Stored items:
<<<<

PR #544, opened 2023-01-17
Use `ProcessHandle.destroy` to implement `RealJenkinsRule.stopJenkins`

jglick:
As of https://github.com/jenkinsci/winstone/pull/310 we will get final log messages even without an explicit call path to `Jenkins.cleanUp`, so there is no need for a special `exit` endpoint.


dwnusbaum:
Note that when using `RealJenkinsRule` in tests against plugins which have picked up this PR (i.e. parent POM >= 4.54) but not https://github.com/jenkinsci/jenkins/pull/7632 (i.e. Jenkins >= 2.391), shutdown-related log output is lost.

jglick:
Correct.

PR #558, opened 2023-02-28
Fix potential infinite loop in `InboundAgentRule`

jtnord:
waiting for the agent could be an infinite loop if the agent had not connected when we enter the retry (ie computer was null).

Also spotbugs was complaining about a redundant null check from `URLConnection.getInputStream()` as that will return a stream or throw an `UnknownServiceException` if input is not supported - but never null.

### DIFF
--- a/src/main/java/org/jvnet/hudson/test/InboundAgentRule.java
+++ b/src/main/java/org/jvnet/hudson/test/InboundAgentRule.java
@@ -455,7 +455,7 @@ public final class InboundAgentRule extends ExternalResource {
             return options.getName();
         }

>>>>
<<<<

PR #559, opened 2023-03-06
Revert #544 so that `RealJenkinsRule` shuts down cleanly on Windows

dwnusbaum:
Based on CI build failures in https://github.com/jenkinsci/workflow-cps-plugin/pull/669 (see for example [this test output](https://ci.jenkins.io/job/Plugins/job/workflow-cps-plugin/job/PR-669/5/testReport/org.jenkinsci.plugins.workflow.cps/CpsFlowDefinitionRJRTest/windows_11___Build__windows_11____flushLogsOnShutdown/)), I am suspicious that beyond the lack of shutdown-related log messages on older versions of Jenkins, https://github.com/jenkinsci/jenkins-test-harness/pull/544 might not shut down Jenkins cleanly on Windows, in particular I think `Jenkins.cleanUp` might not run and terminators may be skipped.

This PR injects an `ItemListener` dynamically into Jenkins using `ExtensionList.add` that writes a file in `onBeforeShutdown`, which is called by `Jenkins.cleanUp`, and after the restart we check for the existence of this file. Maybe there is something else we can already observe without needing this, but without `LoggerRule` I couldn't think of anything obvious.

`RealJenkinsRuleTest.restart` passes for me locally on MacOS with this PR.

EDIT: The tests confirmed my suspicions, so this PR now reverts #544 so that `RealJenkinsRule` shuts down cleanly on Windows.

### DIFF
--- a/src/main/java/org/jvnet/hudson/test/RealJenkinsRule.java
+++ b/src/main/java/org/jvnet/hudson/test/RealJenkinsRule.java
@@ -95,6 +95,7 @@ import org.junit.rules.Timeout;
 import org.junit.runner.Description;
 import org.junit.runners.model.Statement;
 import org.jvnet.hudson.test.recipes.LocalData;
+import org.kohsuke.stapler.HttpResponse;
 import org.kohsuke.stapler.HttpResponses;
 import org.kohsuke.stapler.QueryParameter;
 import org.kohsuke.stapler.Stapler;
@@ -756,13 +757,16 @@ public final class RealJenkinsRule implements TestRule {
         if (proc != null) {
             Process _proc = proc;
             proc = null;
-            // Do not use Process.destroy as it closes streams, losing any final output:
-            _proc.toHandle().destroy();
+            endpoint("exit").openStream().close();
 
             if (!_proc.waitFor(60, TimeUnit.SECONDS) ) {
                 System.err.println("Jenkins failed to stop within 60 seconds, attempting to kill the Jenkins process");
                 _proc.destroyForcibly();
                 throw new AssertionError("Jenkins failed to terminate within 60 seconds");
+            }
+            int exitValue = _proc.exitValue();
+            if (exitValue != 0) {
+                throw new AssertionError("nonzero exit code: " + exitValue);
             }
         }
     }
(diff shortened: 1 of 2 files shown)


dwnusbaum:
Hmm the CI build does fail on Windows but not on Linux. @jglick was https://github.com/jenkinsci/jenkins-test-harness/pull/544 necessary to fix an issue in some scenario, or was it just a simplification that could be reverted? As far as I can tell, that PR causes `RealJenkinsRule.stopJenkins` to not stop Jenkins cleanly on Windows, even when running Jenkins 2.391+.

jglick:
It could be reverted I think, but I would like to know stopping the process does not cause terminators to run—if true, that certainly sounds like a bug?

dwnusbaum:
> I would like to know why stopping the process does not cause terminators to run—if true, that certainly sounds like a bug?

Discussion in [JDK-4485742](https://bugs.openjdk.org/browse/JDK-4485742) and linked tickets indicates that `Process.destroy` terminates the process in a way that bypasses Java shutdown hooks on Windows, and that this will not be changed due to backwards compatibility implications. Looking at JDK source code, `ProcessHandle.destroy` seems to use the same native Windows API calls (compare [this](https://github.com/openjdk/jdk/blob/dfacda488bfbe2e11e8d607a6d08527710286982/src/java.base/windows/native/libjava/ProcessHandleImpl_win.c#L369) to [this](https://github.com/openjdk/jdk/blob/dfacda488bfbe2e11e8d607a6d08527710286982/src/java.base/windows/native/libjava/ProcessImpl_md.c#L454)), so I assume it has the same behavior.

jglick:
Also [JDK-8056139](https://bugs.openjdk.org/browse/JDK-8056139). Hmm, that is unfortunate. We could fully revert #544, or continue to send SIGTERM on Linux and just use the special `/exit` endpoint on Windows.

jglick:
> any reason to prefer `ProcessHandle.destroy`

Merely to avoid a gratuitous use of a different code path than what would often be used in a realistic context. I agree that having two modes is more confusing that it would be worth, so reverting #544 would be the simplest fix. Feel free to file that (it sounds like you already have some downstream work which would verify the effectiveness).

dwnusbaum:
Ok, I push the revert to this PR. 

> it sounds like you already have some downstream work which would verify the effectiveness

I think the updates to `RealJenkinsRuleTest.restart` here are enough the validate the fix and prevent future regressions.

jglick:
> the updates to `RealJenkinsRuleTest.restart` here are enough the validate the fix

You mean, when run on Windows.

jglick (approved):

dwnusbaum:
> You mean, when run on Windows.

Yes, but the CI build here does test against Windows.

>>>>

Assigned task ->
In the entries, how many lines include the string "infinite"? Only the number should be given.

Response to this task ->
2